PR #295, opened 2018-02-26
Add currency native module

tbergq:


android/app/src/main/java/com/reactnativeapp/MainApplication.java
```diff
@@ -19,9 +21,10 @@
 import java.util.Arrays;
 import java.util.List;
 
-public class MainApplication extends Application implements ReactApplication, ResourceStringCallback {
+public class MainApplication extends Application implements ReactApplication, ResourceStringCallback, CurrencyChangeCallback {
 
     RNTranslationManagerPackage translationPackage = new RNTranslationManagerPackage(this);
+    RNCurrencyManagerPackage currencyPackage = new RNCurrencyManagerPackage(this);
```
mrtnzlml: Why do we have to do it like this?

android/app/src/main/java/com/reactnativeapp/MainApplication.java
```diff
@@ -63,4 +67,10 @@ public void onCreate() {
     public String getTranslation(@NotNull String key) {
         return key;
     }
+
+    @NotNull
+    @Override
+    public String getFormatCurrency(double amountInEur, @NotNull String currency) {
+        return amountInEur + " " +  currency;
```
mrtnzlml: Please return an object with these values as we discussed.

android/app/src/main/java/com/reactnativeapp/MainApplication.java
tbergq: Because the native module we get is just a mock, we have to add our actual own implementation 🥇

app/shared/src/services/__tests__/CurrencyFormatter.test.js
```diff
@@ -1,9 +0,0 @@
-// @flow
-
-import CurrencyFormatter from '../CurrencyFormatter';
-
-it('works', () => {
-  expect(CurrencyFormatter(10)).toBe('10');
-  expect(CurrencyFormatter(12.3)).toBe('12.3');
-  expect(CurrencyFormatter(72.8499999)).toBe('72.85');
```
mrtnzlml: Please try not to delete tests like this. For example, this one is quite important because it was created after bugfix (fixing the .84999999 rounding). Could you revert it, please?

tbergq: Add them to `app/shared/src/currency/__tests__/CurrencyFormatter.test.js`

PR #296, opened 2018-02-26
Add documentation for native modules

### LINKED ISSUE #284: Documentation: add info about native modules
Add info about what native modules we can use and how to use them. Most of the work will be probably in the private repo containing native modules but we should mention it here as well.

tbergq:
closes #284


mrtnzlml:
Awesome. Now just let's keep it updated. We'll split this README into proper docs in the future... :)

PR #301, opened 2018-02-27
Add support for multitasking on iOS devices

mrtnzlml:
There is one disadvantage of this solution - the screen width is by
design asynchronous value so you always have to use `AdaptableLayout`
component. Things like `Device.getWidth` will never work because this
value won't get updated. This is unfortunate consequence of this
workaround because we are using `onLayout` at the very top of this
application and the elements must be rendered first in order to get this
 value.


app/hotels/src/map/allHotels/HotelSwipeList.js
```diff
@@ -94,29 +68,40 @@ class HotelSwipeList extends React.Component<Props, State> {
...
     const { data, selectedIndex, onSnapToItem } = this.props;
 
+    const child = (
+      <BottomSheet openHeight={openHeight} closedHeight={closedHeight}>
+        <BottomSheetHandle />
+        <View style={styles.sliderWrapper}>
+          <Carousel
+            data={data}
+            renderItem={this.renderItem}
+            sliderWidth={Device.getWideDeviceThreshold()}
```
mrtnzlml: This is still not perfect but I don't know how to solve it better now.

app/shared/src/view/AdaptableLayout.js
```diff
@@ -0,0 +1,45 @@
...
+    if (this.state.wideLayout === true) {
+      if (this.props.renderOnWide) {
+        return this.props.renderOnWide;
+      }
+    } else {
+      if (this.props.renderOnNarrow) {
+        return this.props.renderOnNarrow;
+      }
+    }
+
```
tbergq: Could this be instead
```
if (this.state.wideLayout && this.props.renderOnWide) {
  ...
 } else if (!this.state.wideLayout && this.props.renderOnNarrow) {
...
}
```

mrtnzlml: Improved.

_Exercise_
Copy each line of the listing verbatim.

_Output of the task_
PR #295, opened 2018-02-26
Add currency native module

tbergq:


android/app/src/main/java/com/reactnativeapp/MainApplication.java
```diff
@@ -19,9 +21,10 @@
 import java.util.Arrays;
 import java.util.List;
 
-public class MainApplication extends Application implements ReactApplication, ResourceStringCallback {
+public class MainApplication extends Application implements ReactApplication, ResourceStringCallback, CurrencyChangeCallback {
 
     RNTranslationManagerPackage translationPackage = new RNTranslationManagerPackage(this);
+    RNCurrencyManagerPackage currencyPackage = new RNCurrencyManagerPackage(this);
```
mrtnzlml: Why do we have to do it like this?

android/app/src/main/java/com/reactnativeapp/MainApplication.java
```diff
@@ -63,4 +67,10 @@ public void onCreate() {
     public String getTranslation(@NotNull String key) {
         return key;
     }
+
+    @NotNull
+    @Override
+    public String getFormatCurrency(double amountInEur, @NotNull String currency) {
+        return amountInEur + " " +  currency;
```
mrtnzlml: Please return an object with these values as we discussed.

android/app/src/main/java/com/reactnativeapp/MainApplication.java
tbergq: Because the native module we get is just a mock, we have to add our actual own implementation 🥇

app/shared/src/services/__tests__/CurrencyFormatter.test.js
```diff
@@ -1,9 +0,0 @@
-// @flow
-
-import CurrencyFormatter from '../CurrencyFormatter';
-
-it('works', () => {
-  expect(CurrencyFormatter(10)).toBe('10');
-  expect(CurrencyFormatter(12.3)).toBe('12.3');
-  expect(CurrencyFormatter(72.8499999)).toBe('72.85');
```
mrtnzlml: Please try not to delete tests like this. For example, this one is quite important because it was created after bugfix (fixing the .84999999 rounding). Could you revert it, please?

tbergq: Add them to `app/shared/src/currency/__tests__/CurrencyFormatter.test.js`

PR #296, opened 2018-02-26
Add documentation for native modules

### LINKED ISSUE #284: Documentation: add info about native modules
Add info about what native modules we can use and how to use them. Most of the work will be probably in the private repo containing native modules but we should mention it here as well.

tbergq:
closes #284


mrtnzlml:
Awesome. Now just let's keep it updated. We'll split this README into proper docs in the future... :)

PR #301, opened 2018-02-27
Add support for multitasking on iOS devices

mrtnzlml:
There is one disadvantage of this solution - the screen width is by
design asynchronous value so you always have to use `AdaptableLayout`
component. Things like `Device.getWidth` will never work because this
value won't get updated. This is unfortunate consequence of this
workaround because we are using `onLayout` at the very top of this
application and the elements must be rendered first in order to get this
 value.


app/hotels/src/map/allHotels/HotelSwipeList.js
```diff
@@ -94,29 +68,40 @@ class HotelSwipeList extends React.Component<Props, State> {
...
     const { data, selectedIndex, onSnapToItem } = this.props;
 
+    const child = (
+      <BottomSheet openHeight={openHeight} closedHeight={closedHeight}>
+        <BottomSheetHandle />
+        <View style={styles.sliderWrapper}>
+          <Carousel
+            data={data}
+            renderItem={this.renderItem}
+            sliderWidth={Device.getWideDeviceThreshold()}
```
mrtnzlml: This is still not perfect but I don't know how to solve it better now.

app/shared/src/view/AdaptableLayout.js
```diff
@@ -0,0 +1,45 @@
...
+    if (this.state.wideLayout === true) {
+      if (this.props.renderOnWide) {
+        return this.props.renderOnWide;
+      }
+    } else {
+      if (this.props.renderOnNarrow) {
+        return this.props.renderOnNarrow;
+      }
+    }
+
```
tbergq: Could this be instead
```
if (this.state.wideLayout && this.props.renderOnWide) {
  ...
 } else if (!this.state.wideLayout && this.props.renderOnNarrow) {
...
}
```

mrtnzlml: Improved.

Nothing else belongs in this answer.